Since our use case at work is such that we only want the output of stream processing once a day, we opted for Trigger.Once. Since we're not aggregating, all of the data is pulled and processed. Since this is streaming in a very loose sense of the word (it's more batch processing that gets its data in one short, sharp stream), we avoided having large numbers of small files.


Exceptions in processing DataFrames

Spark can optionally have a "best efforts" approach to exceptions rather than failing the whole process.

spark.range(10000).repartition(7).map { i =>
  if (i == 9999) { Thread.sleep(5000); throw new RuntimeException("oops!") }
  else i
}.write.option("mapreduce.fileoutputcommitter.algorithm.version", ALGO_VERSION).mode("append").parquet(s"/tmp/test_algo_$ALGO_VERSION")

When ALGO_VERSION=1, nothing is written to HDFS. On the other hand, when ALGO_VERSION=2, the partition in which the exception occurred is not written but all the other ones are.

see https://databricks.com/blog/2017/05/31/transactional-writes-cloud-storage.html


DataFrame types

You can see the schema as JSON with:

spark.read.parquet("THE_FILE").schema.json

The type "timestamp" would map the data to a java.sql.Timestamp (the equivalent of a SQL TIMESTAMP type). This Java type is a subclass of java.util.Date.
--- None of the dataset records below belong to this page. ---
PR #2, opened 2023-08-07
Create the pom structure of the application #1

ChiuchiuSorin:
Created the pom structure of the project


application-admintools-api/pom.xml
```diff
@@ -0,0 +1,42 @@
...
+    <modelVersion>4.0.0</modelVersion>
+
+    <artifactId>application-admintools-api</artifactId>
+    <packaging>jar</packaging>
+    <name>Admin Tools(Pro) - API</name>
+    <description>Provides the Java APIs needed by the Admin tools Application.</description>
+    <properties>
+        <maven.compiler.source>11</maven.compiler.source>
+        <maven.compiler.target>11</maven.compiler.target>
+        <project.build.sourceEncoding>UTF-8</project.build.sourceEncoding>
```
oanalavinia, line 39: Why are these needed? (I see them in all your poms)

application-admintools-api/pom.xml
```diff
@@ -0,0 +1,42 @@
...
+    <parent>
+        <artifactId>application-admintools</artifactId>
+        <groupId>com.xwiki.admintools</groupId>
+        <version>1.0-SNAPSHOT</version>
+    </parent>
+    <modelVersion>4.0.0</modelVersion>
+
+    <artifactId>application-admintools-api</artifactId>
+    <packaging>jar</packaging>
+    <name>Admin Tools(Pro) - API</name>
```
oanalavinia, line 34: Missing space `Admin Tools (Pro) - API`

application-admintools-default/pom.xml
```diff
@@ -0,0 +1,54 @@
...
+ * Software Foundation, Inc., 51 Franklin St, Fifth Floor, Boston, MA
+ * 02110-1301 USA, or see the FSF site: http://www.fsf.org.
+-->
+
+<project xmlns="http://maven.apache.org/POM/4.0.0"
+         xmlns:xsi="http://www.w3.org/2001/XMLSchema-instance"
+         xsi:schemaLocation="http://maven.apache.org/POM/4.0.0 http://maven.apache.org/xsd/maven-4.0.0.xsd">
+    <parent>
+        <artifactId>application-admintools</artifactId>
+        <groupId>com.xwiki.admintools</groupId>
```
oanalavinia, line 27: The order should be groupId -> artifactId

application-admintools-api/pom.xml
```diff
@@ -0,0 +1,42 @@
...
+    <description>Provides the Java APIs needed by the Admin tools Application.</description>
+    <properties>
+        <maven.compiler.source>11</maven.compiler.source>
```
tmortagne, line 37: Are you really sure you *need* Java 11 (it's very unlikely for a XAR extension) ? Having 13.10 as parent imply that you support Java 8+.

application-admintools-api/pom.xml
tmortagne: Needed or not they definitely don't need to be in *all* the poms for sure, you should put what you need in your root pom.

ChiuchiuSorin: They were generated when I created the projects and I thought they are needed.
I removed them and it works fine.

application-admintools-api/pom.xml
ChiuchiuSorin: I will change the version to Java 8

application-admintools-api/pom.xml
ChiuchiuSorin: I created blank maven projects and then manually edited each pom

tmortagne: > created blank maven projects

I mean, which tool did you use to do that that generated those properties.

ChiuchiuSorin: I used Intellij 2022.22.1 community edition
Here is a screenshot of an example of how I configured it:
image

tmortagne: OK so no something on our side we could fix. I guess IntelliJ added those properties because of that `JDK` field, and you indicated Java 11.

application-admintools-api/pom.xml
```diff
@@ -0,0 +1,35 @@
...
+-->
+
+<project xmlns="http://maven.apache.org/POM/4.0.0" xmlns:xsi="http://www.w3.org/2001/XMLSchema-instance" xsi:schemaLocation="http://maven.apache.org/POM/4.0.0 http://maven.apache.org/xsd/maven-4.0.0.xsd">
+  <parent>
+    <groupId>com.xwiki.admintools</groupId>
+    <artifactId>application-admintools</artifactId>
+    <version>1.0.0-SNAPSHOT</version>
+  </parent>
+  <modelVersion>4.0.0</modelVersion>
+
```
oanalavinia, line 29: I'm not sure these newlines are that helpful, it's hard to know when you should _create_ a category or not. WDYT?

application-admintools-default/pom.xml
```diff
@@ -0,0 +1,63 @@
...
+      <artifactId>xwiki-commons-tool-test-component</artifactId>
+      <version>${commons.version}</version>
+      <scope>test</scope>
+    </dependency>
+    <dependency>
+      <groupId>org.xwiki.rendering</groupId>
+      <artifactId>xwiki-rendering-test</artifactId>
+      <version>${rendering.version}</version>
+      <scope>test</scope>
+    </dependency>
```
oanalavinia, line 57: Not that important, but these dependencies are not yet used and it's better to add them when it's needed

application-admintools-default/pom.xml
```diff
@@ -0,0 +1,63 @@
...
+  </dependencies>
+  <properties>
```
oanalavinia, line 59: I'll add the properties tag at the beginning of the file (before `dependencies`). It's not wrong to have them here since I'm not sure there is a rule for this. But I saw this tag defined at the beginning everywhere and it might be confusing for someone looking at this pom (like thinking there are no properties if there aren't at the usual place)

application-admintools-default/pom.xml
```diff
@@ -0,0 +1,63 @@
...
+    <checkstyle.skip>true</checkstyle.skip>
```
oanalavinia, line 60: This should not be committed :) you can use `mvn clean install -Dxwiki.checkstyle.skip=true` in case you want to test something without fixing checkstyle, but it has to be right once you commit it

application-admintools-ui/pom.xml
```diff
@@ -0,0 +1,50 @@
...
+  <modelVersion>4.0.0</modelVersion>
+
+  <artifactId>application-admintools-ui</artifactId>
+  <packaging>xar</packaging>
+  <name>Admin Tools Application (Pro)</name>
+  <description>Contains administration tools for managing a running XWiki instance</description>
+
+  <properties>
+    <!-- Name to display by the Extension Manager -->
+    <xwiki.extension.name>Admin tools Application (Pro)</xwiki.extension.name>
```
oanalavinia, line 38: `Admin Tools Application (Pro)`

application-admintools-default/pom.xml
```diff
@@ -0,0 +1,63 @@
...
+ * License along with this software; if not, write to the Free
+ * Software Foundation, Inc., 51 Franklin St, Fifth Floor, Boston, MA
+ * 02110-1301 USA, or see the FSF site: http://www.fsf.org.
+-->
+
+<project xmlns="http://maven.apache.org/POM/4.0.0" xmlns:xsi="http://www.w3.org/2001/XMLSchema-instance" xsi:schemaLocation="http://maven.apache.org/POM/4.0.0 http://maven.apache.org/xsd/maven-4.0.0.xsd">
+  <parent>
+    <groupId>com.xwiki.admintools</groupId>
+    <artifactId>application-admintools</artifactId>
+    <version>1.0.0-SNAPSHOT</version>
```
oanalavinia, line 26: `1.0-SNAPSHOT`

oanalavinia (changes requested):

application-admintools-api/pom.xml
ChiuchiuSorin: I've looked over multiple projects and I've seen that some of them have new lines in poms, some don't. I think it's easier for someone to look over the poms when they are a little separated. I'd keep the first tags including info about the package (parent, name, description, etc) separated from the dependencies and properties, but I'll edit them a little. Would this be ok?

oanalavinia (approved):
Thanks! :)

The type "date" would map to a java.sql.Date (the equivalent of a SQL DATE type). This is also a subclass of java.util.Date.

See this StackOverflow page  for descriptions of the SQL types.

Trying to read from a Parquet file that uses "date" and coercing it to a "timestamp" will result in:

Caused by: java.lang.UnsupportedOperationException: org.apache.parquet.column.values.dictionary.PlainValuesDictionary$PlainIntegerDictionary


Idempotency

DataStreamWriter.foreachBatch is experimental and "is supported only the in the micro-batch execution modes (that is, when the trigger is not continuous)". It provides a batchId that "can be used deduplicate and transactionally write the output (that is, the provided Dataset) to external systems. The output Dataset is guaranteed to exactly same for the same batchId (assuming all operations are deterministic in the query" [Spark docs].


[1] "You can set the optional Continuous Trigger in queries that satisfy the following conditions: Read from supported sources like Kafka and write to supported sinks like Kafka, memory, console." SO quoting DataBricks.